“是这样的,医生,事实上我和莱德并不仅仅是朋友。”
斯克内尔对文森特女士坦诚了自己和莱德的关系。
他们是正在交往的恋人,而在伦敦也只有自己能帮到莱德,他不能仅以朋友的身份照顾一位病人,他必须要去做作为爱人能为莱德做到的事。
文森特显然对此有些意外,但也只是挑挑眉。
“哦,我了解了。”
只是她仍恪守职业规范,并不轻易向斯克内尔透露莱德的病情。
“但如果你们真的是恋人关系的话,我建议你不要让他一个人独处,回避情绪和外界会让他的情况更加严重。”

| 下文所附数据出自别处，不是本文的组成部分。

PR #6085, opened 2025-07-07
Use Go's os.Process API when cleaning up PID files

twz123:
## Description

In recent Go versions, Go's process API gained the ability to open processes using pidfds on kernels that support it. Support was added in Linux 5.3. This addresses a possible race condition that may occur if the kernel reuses recycled PIDs. Keeping an open file descriptor guarantees that the PID won't be recycled. This ensures that the signal is sent to the intended process and not to another process that was assigned the same recycled PID. On older kernels, it simply falls back to the old, racy implementation that uses PIDs.

Rename some `procHandle` methods:

* `newProcHandle` -> `openPID`  
  Indicates that the handle needs to be closed now.
* `terminateGracefully` -> `requestGracefulTermination`  
  This reflects better the fact that this is an asynchronous method, i.e. it won't block until the process actually terminated.
* `terminateForcefully` -> `kill`
 
## Type of change

- [ ] Documentation update

## How Has This Been Tested?

- [ ] Manual test
- [ ] Auto test added

## Checklist

### DIFF
--- a/pkg/supervisor/prochandle.go
+++ b/pkg/supervisor/prochandle.go
@@ -25,9 +25,9 @@ type procHandle interface {
 	// Reads and returns the process's environment.
 	environ() ([]string, error)
 
-	// Terminates the process gracefully.
-	terminateGracefully() error
+	// Requests graceful process termination.
+	requestGracefulShutdown() error
 
-	// Terminates the process forcibly.
-	terminateForcibly() error
+	// Kills the process.
+	kill() error
 }
--- a/pkg/supervisor/prochandle.go
+++ b/pkg/supervisor/prochandle.go
@@ -16,9 +16,15 @@ limitations under the License.
 
 package supervisor
 
+import (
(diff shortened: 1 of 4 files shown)


juanluisvaladas (approved):
Just for reference (because I was looking into this myself while doing the review): This requires kernel 5.3 because it's when `pidfd_open` is introduced, which is used by `os.FindProcess`, however pidfds themselves are introduced earlier in the kernel.

twz123:
> Just for reference (because I was looking into this myself while doing the review): This requires kernel 5.3 because it's when pidfd_open is introduced, which is used by os.FindProcess, however pidfds themselves are introduced earlier in the kernel.

Right. You can use directory file descriptors from the proc file system, as well, but those support a bit of a different set of capabilities, but there's overlap. Those aren't used by the Go process API, though. I've some PoCs for that stuff, as well.

PR #6086, opened 2025-07-07
[Backport release-1.32] Replace hardcoded k0s versions in docs

juanluisvaladas:
Backport to `release-1.32`:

最后,体贴的治疗师仍从她的专业角度给了斯克内尔许多建议。
她十分和善,说如果能有来自恋人的支持会让菲尔普斯先生轻松许多,她相信菲尔普斯先生会恢复健康,尽管这不会是一个容易的过程。
即使有爱,但那更加考验恋人的耐心和坚持,以及信任。
在离开之前,斯克内尔想到了朱丽恩。
他问文森特他该如何做能让一个因丧子之痛而陷入幻想的母亲好受些。
治文森特女士温柔地说:“斯克内尔先生,我目前不能给你好的建议,但一个人的悲痛是无法轻易随着时间化解的,她陷入的不仅仅是幻想,更是悲伤,我想她或许需要更多的帮助。”
斯克内尔明白她说的是事实。
“我知道了,谢谢您的建议。”
从文森特的私人诊所离开后斯克内尔回到了舰队街,他没有让莱德知道自己找过治疗师,恐怕这会给年轻人造成负担,决定等莱德的情况好转之后再向他坦白。